─── MATERIAL PROVIDED
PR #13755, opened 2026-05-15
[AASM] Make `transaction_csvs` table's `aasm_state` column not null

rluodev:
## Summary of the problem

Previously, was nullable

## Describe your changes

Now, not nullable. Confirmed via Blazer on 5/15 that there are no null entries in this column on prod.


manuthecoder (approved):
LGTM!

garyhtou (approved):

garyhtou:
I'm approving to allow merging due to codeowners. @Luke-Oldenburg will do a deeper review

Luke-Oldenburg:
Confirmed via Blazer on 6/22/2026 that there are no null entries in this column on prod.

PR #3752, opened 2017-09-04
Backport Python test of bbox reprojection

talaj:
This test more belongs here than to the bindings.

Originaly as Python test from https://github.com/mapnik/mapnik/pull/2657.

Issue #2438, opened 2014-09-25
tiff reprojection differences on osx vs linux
──────
### REQUIRED ACTION
Please return, exactly as written, the line containing "Issue #2438, opened 2014-09-25" and every line after it through the end of the records above, and nothing else.

### TASK SOLUTION
Issue #2438, opened 2014-09-25
tiff reprojection differences on osx vs linux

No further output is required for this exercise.